Dataset entries

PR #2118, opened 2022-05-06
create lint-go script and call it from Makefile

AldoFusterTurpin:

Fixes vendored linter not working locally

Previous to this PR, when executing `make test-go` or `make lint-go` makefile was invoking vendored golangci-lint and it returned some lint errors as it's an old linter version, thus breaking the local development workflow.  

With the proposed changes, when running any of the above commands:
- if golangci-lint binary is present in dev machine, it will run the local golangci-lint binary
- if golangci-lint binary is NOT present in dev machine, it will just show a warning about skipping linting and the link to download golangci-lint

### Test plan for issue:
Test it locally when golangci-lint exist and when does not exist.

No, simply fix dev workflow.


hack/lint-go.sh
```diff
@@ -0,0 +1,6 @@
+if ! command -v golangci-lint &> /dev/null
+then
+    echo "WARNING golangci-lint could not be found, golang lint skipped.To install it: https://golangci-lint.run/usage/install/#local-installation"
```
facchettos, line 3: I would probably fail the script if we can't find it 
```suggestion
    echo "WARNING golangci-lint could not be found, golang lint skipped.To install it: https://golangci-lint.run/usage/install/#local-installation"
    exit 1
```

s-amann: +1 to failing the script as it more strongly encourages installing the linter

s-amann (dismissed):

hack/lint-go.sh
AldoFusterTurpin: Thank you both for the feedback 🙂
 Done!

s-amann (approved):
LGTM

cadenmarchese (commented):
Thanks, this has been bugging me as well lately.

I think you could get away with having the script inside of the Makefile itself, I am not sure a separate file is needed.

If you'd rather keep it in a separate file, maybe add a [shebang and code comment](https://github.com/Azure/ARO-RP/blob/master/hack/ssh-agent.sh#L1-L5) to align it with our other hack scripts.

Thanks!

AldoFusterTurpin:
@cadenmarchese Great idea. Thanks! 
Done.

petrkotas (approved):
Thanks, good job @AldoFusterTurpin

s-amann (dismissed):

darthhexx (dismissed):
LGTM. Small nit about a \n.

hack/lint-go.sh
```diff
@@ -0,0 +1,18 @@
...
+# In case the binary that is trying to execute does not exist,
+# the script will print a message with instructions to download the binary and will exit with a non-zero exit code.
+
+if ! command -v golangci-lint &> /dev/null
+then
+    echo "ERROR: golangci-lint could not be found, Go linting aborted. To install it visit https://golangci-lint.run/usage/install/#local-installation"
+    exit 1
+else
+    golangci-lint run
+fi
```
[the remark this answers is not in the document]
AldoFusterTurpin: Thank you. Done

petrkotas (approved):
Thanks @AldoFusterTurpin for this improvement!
...
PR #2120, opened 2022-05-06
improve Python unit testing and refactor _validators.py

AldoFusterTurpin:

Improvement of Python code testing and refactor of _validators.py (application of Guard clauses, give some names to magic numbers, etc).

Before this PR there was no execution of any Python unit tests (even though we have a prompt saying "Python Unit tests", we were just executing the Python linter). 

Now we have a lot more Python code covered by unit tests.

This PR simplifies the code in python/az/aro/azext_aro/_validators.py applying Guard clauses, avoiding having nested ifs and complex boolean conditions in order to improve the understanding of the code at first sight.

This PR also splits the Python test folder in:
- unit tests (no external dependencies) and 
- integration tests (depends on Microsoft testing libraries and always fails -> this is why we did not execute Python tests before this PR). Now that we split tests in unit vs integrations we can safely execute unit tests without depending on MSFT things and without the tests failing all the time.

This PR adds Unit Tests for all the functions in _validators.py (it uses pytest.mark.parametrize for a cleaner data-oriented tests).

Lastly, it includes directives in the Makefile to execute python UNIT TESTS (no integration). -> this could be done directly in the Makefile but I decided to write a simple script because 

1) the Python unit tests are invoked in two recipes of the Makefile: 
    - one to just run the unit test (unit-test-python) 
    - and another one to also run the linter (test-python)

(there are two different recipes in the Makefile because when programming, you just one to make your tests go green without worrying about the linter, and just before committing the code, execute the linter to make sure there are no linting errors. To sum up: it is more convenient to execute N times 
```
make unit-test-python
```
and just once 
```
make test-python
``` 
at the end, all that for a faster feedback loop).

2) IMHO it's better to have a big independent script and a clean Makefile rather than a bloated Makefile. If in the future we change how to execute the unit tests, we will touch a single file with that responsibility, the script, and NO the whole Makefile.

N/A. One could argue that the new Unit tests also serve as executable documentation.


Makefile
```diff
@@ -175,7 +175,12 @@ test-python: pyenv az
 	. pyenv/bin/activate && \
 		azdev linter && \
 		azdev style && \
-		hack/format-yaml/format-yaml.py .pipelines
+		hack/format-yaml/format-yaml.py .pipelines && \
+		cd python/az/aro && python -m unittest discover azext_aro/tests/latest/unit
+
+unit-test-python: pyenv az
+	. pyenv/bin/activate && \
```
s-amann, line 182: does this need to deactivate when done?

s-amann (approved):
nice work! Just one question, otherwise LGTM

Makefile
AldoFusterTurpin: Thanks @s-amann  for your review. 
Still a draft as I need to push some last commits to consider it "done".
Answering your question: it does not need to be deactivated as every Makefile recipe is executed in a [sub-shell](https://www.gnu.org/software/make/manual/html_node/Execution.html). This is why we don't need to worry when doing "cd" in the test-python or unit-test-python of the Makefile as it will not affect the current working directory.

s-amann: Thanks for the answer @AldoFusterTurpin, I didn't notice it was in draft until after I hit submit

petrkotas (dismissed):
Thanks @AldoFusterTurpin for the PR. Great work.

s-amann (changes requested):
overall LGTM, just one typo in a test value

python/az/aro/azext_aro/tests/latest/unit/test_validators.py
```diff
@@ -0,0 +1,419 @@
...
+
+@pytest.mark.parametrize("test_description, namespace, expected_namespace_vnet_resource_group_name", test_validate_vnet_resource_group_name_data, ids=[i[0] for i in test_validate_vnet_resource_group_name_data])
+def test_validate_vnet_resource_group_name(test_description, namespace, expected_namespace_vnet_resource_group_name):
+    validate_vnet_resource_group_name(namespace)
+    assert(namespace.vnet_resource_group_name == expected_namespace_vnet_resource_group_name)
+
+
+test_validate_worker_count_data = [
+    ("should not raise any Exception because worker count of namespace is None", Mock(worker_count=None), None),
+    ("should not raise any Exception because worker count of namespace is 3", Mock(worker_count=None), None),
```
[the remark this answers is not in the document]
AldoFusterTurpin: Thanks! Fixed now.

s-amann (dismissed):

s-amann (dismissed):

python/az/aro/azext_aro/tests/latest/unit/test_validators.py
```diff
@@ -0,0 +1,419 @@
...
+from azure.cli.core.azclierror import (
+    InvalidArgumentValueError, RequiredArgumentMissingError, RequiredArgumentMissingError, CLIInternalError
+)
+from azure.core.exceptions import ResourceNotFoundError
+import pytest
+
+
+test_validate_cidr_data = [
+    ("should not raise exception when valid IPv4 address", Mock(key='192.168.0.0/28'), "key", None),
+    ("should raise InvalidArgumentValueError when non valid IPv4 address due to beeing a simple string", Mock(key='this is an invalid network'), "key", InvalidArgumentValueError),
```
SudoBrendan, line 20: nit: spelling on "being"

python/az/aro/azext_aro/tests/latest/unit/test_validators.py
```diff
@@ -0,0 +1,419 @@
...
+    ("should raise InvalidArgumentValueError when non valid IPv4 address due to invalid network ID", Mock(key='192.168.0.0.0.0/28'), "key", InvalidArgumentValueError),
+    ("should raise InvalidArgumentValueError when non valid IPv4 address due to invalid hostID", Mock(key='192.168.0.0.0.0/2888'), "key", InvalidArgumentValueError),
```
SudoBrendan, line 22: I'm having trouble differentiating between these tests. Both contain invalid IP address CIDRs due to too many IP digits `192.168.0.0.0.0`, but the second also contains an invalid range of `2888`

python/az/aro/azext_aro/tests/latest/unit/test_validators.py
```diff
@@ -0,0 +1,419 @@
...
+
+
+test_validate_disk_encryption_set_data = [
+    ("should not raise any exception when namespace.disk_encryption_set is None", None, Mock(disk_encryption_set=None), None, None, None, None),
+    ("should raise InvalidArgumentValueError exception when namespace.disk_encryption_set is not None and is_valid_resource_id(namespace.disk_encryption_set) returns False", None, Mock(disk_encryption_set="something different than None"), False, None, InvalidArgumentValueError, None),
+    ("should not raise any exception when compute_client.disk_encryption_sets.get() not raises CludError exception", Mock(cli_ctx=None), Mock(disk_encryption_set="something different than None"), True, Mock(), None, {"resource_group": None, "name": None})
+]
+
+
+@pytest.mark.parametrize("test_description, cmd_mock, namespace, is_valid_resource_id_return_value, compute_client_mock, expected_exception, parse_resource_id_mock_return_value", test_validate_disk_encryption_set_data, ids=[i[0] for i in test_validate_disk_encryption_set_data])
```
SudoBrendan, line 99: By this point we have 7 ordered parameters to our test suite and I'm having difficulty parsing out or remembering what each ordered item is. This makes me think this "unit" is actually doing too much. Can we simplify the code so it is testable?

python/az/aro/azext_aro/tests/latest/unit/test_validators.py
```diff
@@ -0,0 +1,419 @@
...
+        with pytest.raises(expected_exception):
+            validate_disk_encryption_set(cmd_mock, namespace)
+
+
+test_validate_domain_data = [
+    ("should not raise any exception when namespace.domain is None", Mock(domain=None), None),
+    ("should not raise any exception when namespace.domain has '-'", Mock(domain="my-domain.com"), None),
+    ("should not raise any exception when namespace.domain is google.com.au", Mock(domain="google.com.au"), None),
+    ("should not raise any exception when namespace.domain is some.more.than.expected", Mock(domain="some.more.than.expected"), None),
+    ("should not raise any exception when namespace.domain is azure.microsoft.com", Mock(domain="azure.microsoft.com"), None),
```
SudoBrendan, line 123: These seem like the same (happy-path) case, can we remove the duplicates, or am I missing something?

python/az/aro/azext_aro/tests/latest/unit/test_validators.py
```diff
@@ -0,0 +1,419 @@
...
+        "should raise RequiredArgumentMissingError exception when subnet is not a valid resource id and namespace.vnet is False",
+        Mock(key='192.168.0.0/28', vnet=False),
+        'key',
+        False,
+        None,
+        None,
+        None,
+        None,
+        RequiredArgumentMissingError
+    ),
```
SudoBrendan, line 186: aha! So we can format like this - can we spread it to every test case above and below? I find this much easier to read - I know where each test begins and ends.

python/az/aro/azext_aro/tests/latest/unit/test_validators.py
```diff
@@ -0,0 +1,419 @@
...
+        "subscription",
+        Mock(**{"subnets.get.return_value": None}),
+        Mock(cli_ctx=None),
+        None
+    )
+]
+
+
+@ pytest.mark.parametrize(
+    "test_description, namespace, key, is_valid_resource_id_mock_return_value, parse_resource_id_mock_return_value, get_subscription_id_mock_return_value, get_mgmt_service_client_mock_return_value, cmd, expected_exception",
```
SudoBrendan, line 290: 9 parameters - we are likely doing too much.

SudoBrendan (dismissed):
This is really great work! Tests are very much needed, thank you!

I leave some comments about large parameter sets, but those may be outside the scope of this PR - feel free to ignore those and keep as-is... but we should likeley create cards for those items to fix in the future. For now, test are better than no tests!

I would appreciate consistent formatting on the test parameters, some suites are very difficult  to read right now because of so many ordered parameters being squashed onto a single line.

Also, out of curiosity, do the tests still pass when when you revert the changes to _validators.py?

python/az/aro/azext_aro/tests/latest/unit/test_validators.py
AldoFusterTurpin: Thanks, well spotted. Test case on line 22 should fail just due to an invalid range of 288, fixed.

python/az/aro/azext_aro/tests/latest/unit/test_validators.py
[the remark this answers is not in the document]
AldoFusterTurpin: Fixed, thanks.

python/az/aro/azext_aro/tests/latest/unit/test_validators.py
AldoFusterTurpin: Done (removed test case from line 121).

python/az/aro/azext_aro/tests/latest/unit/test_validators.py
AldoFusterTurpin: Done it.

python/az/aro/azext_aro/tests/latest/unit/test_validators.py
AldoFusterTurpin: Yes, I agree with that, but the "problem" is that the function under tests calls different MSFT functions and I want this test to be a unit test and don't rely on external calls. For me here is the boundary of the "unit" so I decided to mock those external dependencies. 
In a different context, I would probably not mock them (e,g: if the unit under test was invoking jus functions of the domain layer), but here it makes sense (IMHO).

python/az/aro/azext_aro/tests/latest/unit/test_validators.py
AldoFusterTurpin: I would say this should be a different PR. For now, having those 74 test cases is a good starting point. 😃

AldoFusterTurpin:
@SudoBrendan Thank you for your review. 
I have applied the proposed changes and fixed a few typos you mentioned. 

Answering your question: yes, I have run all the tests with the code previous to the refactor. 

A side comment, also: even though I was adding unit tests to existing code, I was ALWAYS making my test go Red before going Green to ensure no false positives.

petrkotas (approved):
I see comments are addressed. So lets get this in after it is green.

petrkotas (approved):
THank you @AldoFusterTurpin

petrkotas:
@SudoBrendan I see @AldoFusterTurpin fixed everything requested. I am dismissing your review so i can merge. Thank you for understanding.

* Directions for this task
Show the lines of the data that hold the word "RequiredArgumentMissingError".

* Expected output
+    InvalidArgumentValueError, RequiredArgumentMissingError, RequiredArgumentMissingError, CLIInternalError
+        "should raise RequiredArgumentMissingError exception when subnet is not a valid resource id and namespace.vnet is False",
+        RequiredArgumentMissingError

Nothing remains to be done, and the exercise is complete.